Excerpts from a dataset
Issue #151, opened 2017-09-14
Create an Asciidoctor extension that adds a copy to clipboard button


lordofthejars:
Create an Asciidoctor extension that adds a copy to clipboard button

PR #153, opened 2017-09-15
Implements copy to clipboard Asciidoctor extension

lordofthejars:
Implements copy to clipboard Asciidoctor extension.

Fixes: #151


.asciidoctor/lib/copy-to-clipboard-inline-macro/extension.rb
```diff
@@ -0,0 +1,73 @@
...
+class ClipboardAssetsDocinfoProcessor < Extensions::DocinfoProcessor
+  use_dsl
+  at_location :footer
+
+  def process doc
+
+    clipboard = %(
+      var clipboard = new Clipboard('.cpybtn');
+      clipboard.on('success', function(e) {
+        console.log(e);
```
bartoszmajsak: Do we really have to log to console? Just wondering what's the usefulness of it

lordofthejars: I read in clipboard website. What I suspect is that it is important also to notice if something has been copied as well, so anyone can validate if the thing you are copying is the one it is on web page. For this reason I decided to left.

bartoszmajsak: You only see it when you have web tools opened in the browser, so normally you won't see it anyway.

lordofthejars: yes, but for example I see that might help in case any user opens an issue about copy to clipboard feature. We can always say, check console and tell me what's there or something like this. I see some small benefits on having it there.

MatousJobanek:
If I understand it correctly - this is not generated anywhere so far, right? This PR only brings the extension to be used in the future.
I just wanted to see what it looks like...

.asciidoctor/lib/copy-to-clipboard-inline-macro/extension.rb
bartoszmajsak: Ok, then maybe instead of having the same logging content let's differentiate if it was a `success` or a `failure`? e.g. use some prefixes so we know from where this log is coming, as well as `console.error` for the faulty path.

On top of that not all the versions of browsers are supporting logging - see http://caniuse.com/#feat=console-basic, but I'm not sure if we should care at this stage.

lordofthejars:
@MatousJobanek You are right. I'll send another PR with the updates

Issue #158, opened 2017-09-18
There is not need to have report name/directory customizable


MatousJobanek:
Following properties are not really needed:
  * `smart.testing.report.dir`
  * `smart.testing.report.name`

In addition, the property customizing a report directory can be very confusing.
Both of them should be removed and used the default names. 

If there is a use-case/request where the customization functionality is needed, we can bring it back.

PR #161, opened 2017-09-19
Moved report to target/smart-testing/reporting/report.xml

MatousJobanek:
Changes:
* changed storage directory to: `target/smart-testing/reporting/`
* changed report name to: `report.xml` - IMHO the original `smart-testing-report.xml` had duplicated information that is contained in the directory where the report is stored.
* for storing the report file, I'm using `LocalStorage` logic proposed by: https://github.com/arquillian/smart-testing/pull/159
* removed properties: `smart.testing.report.dir` & `smart.testing.report.name`

Changes proposed by this PR is contained in the commit: https://github.com/arquillian/smart-testing/pull/161/commits/253fb4cd3fce1ac987911b35f8c8076124345cb1

fixes: https://github.com/arquillian/smart-testing/issues/158

### DIFF
--- a/core/src/main/java/org/arquillian/smart/testing/Configuration.java
+++ b/core/src/main/java/org/arquillian/smart/testing/Configuration.java
@@ -5,9 +5,6 @@ public class Configuration {
     public static final String DEFAULT_MODE = "selecting";
     public static final String DEFAULT_STRATEGIES = "";
     public static final String ENABLE_REPORT_PROPERTY = "smart.testing.report.enable";
-    public static final String DEFAULT_REPORT_FILE_NAME = "smart-testing-report.xml";
-    public static final String SMART_TESTING_REPORT_DIR = "smart.testing.report.dir";
-    public static final String SMART_TESTING_REPORT_NAME = "smart.testing.report.name";
 
     public static final String SMART_TESTING = "smart.testing";
     public static final String SMART_TESTING_MODE = "smart.testing.mode";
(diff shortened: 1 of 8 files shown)


core/src/main/java/org/arquillian/smart/testing/hub/storage/local/DuringExecutionLocalStorage.java
```diff
@@ -0,0 +1,44 @@
+package org.arquillian.smart.testing.hub.storage.local;
+
+import java.nio.file.Path;
+import java.nio.file.Paths;
+import java.util.Arrays;
+
+public class DuringExecutionLocalStorage extends AfterExecutionLocalStorage {
+
+    public static final String SMART_TESTING_WORKING_DIRECTORY_NAME = ".smart-testing";
+    public static final String TEMPORARY_SUBDIRECTORY = "temporary";
```
bartoszmajsak: Let's move it to `Configuration` class as this will be anyway reworked to file-based solution. Having it centralized it will let us move to the file-based approach easier and not forget important bits.

MatousJobanek: Personally, into the `Configuration` class I would put those constants that are used there (or parameters that can be configured or constants containing defaults values and similar). 
If you want to make the constants centralized, then let's create `Constants` class that will contain everything.
These directory names are static values and cannot be configured anyhow.

bartoszmajsak: Right, this is something we don't need to expose to end-users. Fine with me.

bartoszmajsak:
Can you merge with `master` so that the doc issue is resolved?

alien-ike:
just testing

alien-ike:
just testing

PR #162, opened 2017-09-19
fix(#160): handles RENAME for changed strategy

### LINKED ISSUE #160: Should not fail If committed changes has deleted file
##### Issue Overview
Currently we are only looking for `ADD` & `MODIFY` [ChangeType](https://github.com/arquillian/smart-testing/blob/master/core/src/main/java/org/arquillian/smart/testing/scm/ChangeType.java#L5) 

While extracting committed changes [here](https://github.com/arquillian/smart-testing/blob/master/core/src/main/java/org/arquillian/smart/testing/scm/git/GitChangeResolver.java#L145) we should look for `DELETE` OR `RANAMED` ChangeType & filter it later if not interested.  

##### Expected Behaviour
ST should work fine with deleted test file.

##### Current Behaviour
ST is failing with exception 
```java
org.apache.maven.InternalErrorException: Internal error: java.lang.IllegalArgumentException: No enum constant org.arquillian.smart.testing.scm.ChangeType.DELETE
```

##### Steps To Reproduce
1. Clone this reproducible [project](https://github.com/dipak-pawar/ST_reproducer)
2. Run tests using cmd
``` bash
mvn clean test -Dsmart.testing=new,changed,affected -Dscm.range.head=HEAD -Dscm.range.tail=HEAD~3
```
Note: I haven't tested this for `RENAMED` ChangeType. Please test this as well. I believe this will also fail.

bartoszmajsak:

We missed mapping all change types from diffs to our representation. 

On top of that we don't consider RENAMEs currently (we treat them as DELETE and ADD) - so this will fail because we don't map `DELETE` change type. If we would have this mapping it will fall into "new" strategy though.

- covers mapping between jgit change types and ours
- consistency unit test ensuring we will cover all when upgrading to newer versions (unlikely to change though)
- recognizes `RENAME`s properly

Fixes #160


core/src/main/java/org/arquillian/smart/testing/scm/git/GitChangeResolver.java
```diff
@@ -88,6 +89,26 @@ public boolean isApplicable() {
...
+            final CanonicalTreeParser oldTree = new CanonicalTreeParser();
+            oldTree.reset(reader, oldHead);
+            final CanonicalTreeParser newTree = new CanonicalTreeParser();
+            newTree.reset(reader, newHead);
+
+            final List<DiffEntry> commitDiffs = git.diff()
+                    .setNewTree(newTree)
+                    .setOldTree(oldTree)
+                .call();
+            return transformToChangeSet(findRenames(commitDiffs), repoRoot);
```
lordofthejars: Aren't we just transforming the renames and not the other changes like add or modify?

core/src/main/java/org/arquillian/smart/testing/scm/git/GitChangeResolver.java
```diff
@@ -121,24 +142,13 @@ public boolean isApplicable() {
...
-            oldTree.reset(reader, oldHead);
-            final CanonicalTreeParser newTree = new CanonicalTreeParser();
-            newTree.reset(reader, newHead);
-
-            final List<DiffEntry> commitDiffs = git.diff().setNewTree(newTree).setOldTree(oldTree).call();
-            return extract(commitDiffs, repoRoot);
-        } catch (IOException | GitAPIException e) {
-            throw new IllegalStateException(e);
-        }
+    private List<DiffEntry> findRenames(List<DiffEntry> commitDiffs) throws IOException {
```
dipak-pawar: Is it only finding Renamed DiffEntry or it's finding renamed and others(Added, Modified) as well?

bartoszmajsak: As I commented on #160 - by default jgit sees it as `DELETE` and `ADD` - this checks if they are actually renames.

core/src/main/java/org/arquillian/smart/testing/scm/git/GitChangeResolver.java
bartoszmajsak: No, we transform all. `findRenames` will merge `ADD` and `DELETE` entries which are in fact `RENAME`s.

bartoszmajsak: Would be more understandable with different name? What would you suggest?

core/src/main/java/org/arquillian/smart/testing/scm/git/GitChangeResolver.java
dipak-pawar: ok But what about other entries like `Modify` we should consider that as well right?

core/src/main/java/org/arquillian/smart/testing/scm/ChangeType.java
```diff
@@ -2,6 +2,19 @@
...
+    MODIFY,
+
+    /** Delete an existing file from the project */
+    DELETE,
+
+    /** Rename an existing file to a new location */
+    RENAME,
+
+    /** Copy an existing file to a new location, keeping the original */
+    COPY;
```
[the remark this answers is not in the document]
bartoszmajsak: I'm not sure really if we need it at this point. You can find 1-1 copies, but do we really care now of finding duplicates? I'm not sure if that should be our responsibility to find duplicated tests.

core/src/main/java/org/arquillian/smart/testing/scm/git/GitChangeResolver.java
lordofthejars: Yes I think @dipak-pawar was confused as well. But I am not sure about another name, maybe `mergeRenames`?

core/src/main/java/org/arquillian/smart/testing/scm/git/GitChangeResolver.java
bartoszmajsak: See https://github.com/arquillian/smart-testing/pull/162#discussion_r139666555

core/src/main/java/org/arquillian/smart/testing/scm/git/GitChangeResolver.java
bartoszmajsak: I was thinking the same, but it actually merges adds and deletes to renames based on similarity score.

lordofthejars: Then maybe add a comment saying this?

bartoszmajsak: That's exactly what I'm doing right now

core/src/main/java/org/arquillian/smart/testing/scm/ChangeType.java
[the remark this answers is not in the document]
dipak-pawar: I believe you won't get any duplicate test file with same path. If it is on different path then it will be treated as `New`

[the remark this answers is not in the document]
bartoszmajsak: The same path? Not sure what you mean by that.

Have a look here https://git-scm.com/docs/git-status#_changed_tracked_entries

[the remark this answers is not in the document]
bartoszmajsak: Maybe something to investigate further, but not as a part of this PR.

PR #2187, opened 2024-01-07
Fix: make hieroglyphs random again

dinosaursrarr:
# Description
Ooops, I added a hardcoded override to make some interesting screenshots. Forgot to take it out. So it's always showing the same one. Easily fixed.

# Copilot

copilot:all


dinosaursrarr:
:shipit:

dinosaursrarr:
:shipit:

PR #2185, opened 2024-01-07
New app: Hieroglyphs

dinosaursrarr:
Similar to yesterday's https://github.com/tidbyt/community/pull/2179 but for a different ancient script.

Thanks to [Wikipedia](https://en.wikipedia.org/wiki/List_of_Egyptian_hieroglyphs) and [Wikihiero](https://www.mediawiki.org/wiki/Extension:WikiHiero) for providing the content in a useable format and under a free licence.

Displays a new glyph every 15 seconds, showing:

- Gardiner sign number (teal)
- Pronunciation, in Manuel de Codage convention (white)
- Description (gold)

Manuel de Codage isn't the nicest transliteration format, but it is the easiest to work with Tidbyt's pixelated fonts. Good luck using the more typical ꜥ, ꜣ, š, ṯ, ḥ, ḫ, ẖ, and the rest.

# Description
Replace this with a description of your changes.

# Copilot

copilot:all

PR #2190, opened 2024-01-08
New app: Cuneiform

dinosaursrarr:
Similar to https://github.com/tidbyt/community/pull/2179 and https://github.com/tidbyt/community/pull/2185 but for another ancient script.

Shows a new cuneiform sign every 15 seconds, plus it's name (according to Unicode) and transliteration in Sumerian. I wish I had the sources or knowledge to also support the Akkadian language, but I leave that as an exercise for the avid user.

There is some text mangling to make it display on Tidbyts. Notably, subscripted numbers aren't subscripts and `ḫ` is displayed as `ħ`. But I'm impressed as I expected many fewer of the necessary characters to work in any of pixlet's fonts.

# Description

# Copilot

copilot:all


dinosaursrarr:
:shipit:

PR #2192, opened 2024-01-08
Add provider and country filtering to rocket launch data

kevin-huff:
# Description
This PR introduces a new feature that allows users to filter the rocket launch data based on the provider and country. The filtering is done in the `filter_rocket_launches` function, which takes the rocket launch data and comma-separated strings of providers and countries to filter for.

If no provider or country is specified, all data is returned. If all results are filtered out due to the applied filters, a message "All launches filtered.." is displayed. This ensures that users are informed when their filters result in no data.

This feature enhances the usability of the rocket launch data by allowing users to focus on the launches that are most relevant to them. It also provides feedback when the applied filters are too restrictive.

# Copilot

copilot:all

### DIFF
--- a/apps/launchcountdown/launchcountdown.star
+++ b/apps/launchcountdown/launchcountdown.star
@@ -126,13 +126,38 @@ def get_rocket_launch_json():
 
                 # TODO: Determine if this cache call can be converted to the new HTTP cache.
                 cache.set(ROCKET_LAUNCH_CACHE_NAME, json.encode(rocket_launch_data), ttl_seconds = cache_time_seconds)
+                # Filter out any providers in ignoredProviders
 
     return (rocket_launch_data)
+
+def filter_rocket_launches(rocket_launch_data, filter_for_providers_string, filter_for_countries_string):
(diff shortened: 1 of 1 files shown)


matslina:
@rjison

rjison:
@matslina I'm cool with these changes. 

@kevin-huff These are nice options. 

I think I'll add the following later on though:
1) Allow folks to hide the display altogether if no upcoming launches (Not done now because there will probably be 5 upcoming launches, but maybe not after filtering). Personally, I don't like to see notifications of nothing on my Tidbyt :)
2) Provide an option to turn on instructions and provide examples of countries and 'providers'. (I had to look at the JSON to figure out 'United States' (wasn't sure if it was USA, or United States of America..) and The providers need to be spelled out exactly (Mitsubishi doesn't work, you'd need 'Mitsubishi Heavy Industries')

kevin-huff:
@rjison yeah I thought about updating the display to show the provider and country but there's already a lot being shown. I think most people are just gonna filter for United States or SpaceX anyway.

PR #2207, opened 2024-01-14
Add Multi-Calendar App

logandeal:
# Description
This adds a new multi-calendar app. The app displays the next event (within the next 24 hours) on one or more Google calendars. By default, it grabs the next event from all of a user's calendars when no Google Calendar IDs are specified. Optionally, a user may specify a comma-delimited list of Google Calendar IDs that the app will use when displaying the next event. If there is no event in the next 24 hours, it simply tells the user that there are no events in the next 24 hours. When the current time is more than half past the current event's duration, the next event will be displayed.

This app also supports 12 and 24-hour time.

# Copilot

copilot:all

### DIFF
--- a/apps/multicalendar/manifest.yaml
+++ b/apps/multicalendar/manifest.yaml
@@ -1,0 +1,8 @@
+---
+id: multicalendar
+name: Multi-Calendar
+summary: Next event from calendars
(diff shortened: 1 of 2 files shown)


logandeal:

PR #2208, opened 2024-01-14
Add Multi-Calendar App

logandeal:
# Description
This adds a new multi-calendar app. The app displays the next event (within the next 24 hours) on one or more Google calendars. By default, it grabs the next event from all of a user's calendars when no Google Calendar IDs are specified. Optionally, a user may specify a comma-delimited list of Google Calendar IDs that the app will use when displaying the next event. If there is no event in the next 24 hours, it simply tells the user that there are no events in the next 24 hours. When the current time is more than half past the current event's duration, the next event will be displayed.

This app also supports 12 and 24-hour time.

# Copilot

copilot:all

### DIFF
--- a/apps/multicalendar/manifest.yaml
+++ b/apps/multicalendar/manifest.yaml
@@ -1,0 +1,8 @@
+---
+id: multicalendar
+name: Multi-Calendar
+summary: Next event from calendars
+desc: Displays next event from multiple Google calendars.
+author: Logan Deal
+fileName: multicalendar.star
+packageName: calendar
--- a/apps/multicalendar/multicalendar.star
+++ b/apps/multicalendar/multicalendar.star
@@ -75,7 +75,7 @@ def get_earliest_events_from_calendars(calendars, window_24h, token):
     earliest_list = []
     i = 0
     for calendar_id in calendars:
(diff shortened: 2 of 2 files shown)


logandeal:

logandeal:
@matslina Is there an issue with the code?

logandeal:
Sample Gif
Tidbyt

matslina:
@logandeal Thanks for the PR, and apologies for the delay. We've had a very busy couple of weeks, and all PRs have suffered as a consequence. Especially less trivial ones.

And I'm afraid this PR is not entirely trivial. I'll do my best to test it out over the next few days. We'll need to migrate the app to use Tidbyt's oauth2 credentials, which (sometimes) cascades into a painful review process with Google. Now that I look at it, I think we already have these scopes covered, which means it might be fairly straightforward. Stay tuned, and again, apologies for the delay.

logandeal:
@matslina Any updates? I would really like to have this app get released so that we can all use multiple calendars!

logandeal:
Keeping this open.

kaffolder7:
Can we please keep this open? This would be _super_ helpful for us. @logandeal has done a lot of the legwork. 🥳

PR #2209, opened 2024-01-14
Splatoon 3 Stages: Rewrite internals, add Salmon Run support

MarkGamed7794:
# Description
Rewrote the code to (hopefully) be cleaner and easier to follow. Also added Salmon Run support, and individual toggles for each pane of Splatfest information.

Also, I'd like to shout out the author of the other Splatoon 3 schedule app on their incredible work, which I wish no harm against.


Denton-L:
Cheers!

--- What this task involves ---
Show all lines from the data above in which the word "repoRoot" appears.

--- Answer box ---
+            return transformToChangeSet(findRenames(commitDiffs), repoRoot);
-            return extract(commitDiffs, repoRoot);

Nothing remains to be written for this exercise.